= ENTRIES PROVIDED =

PR #31993, opened 2026-01-23
Adding pptreport

hschult:
Checklist

- [x] Build number is 0.

### DIFF
--- a/recipes/pptreport/meta.yaml
+++ b/recipes/pptreport/meta.yaml
@@ -9,19 +9,18 @@ source:
   sha256: ced0cbcacb8d67cd875456382460531abb380e69e19e5e78997c270ce539ad46
 
 build:
-  # due to pymupdf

= WORK INSTRUCTIONS =
Search the records above for the string "yaml" and copy each line that holds it.

= TASK RESPONSE =
--- a/recipes/pptreport/meta.yaml
+++ b/recipes/pptreport/meta.yaml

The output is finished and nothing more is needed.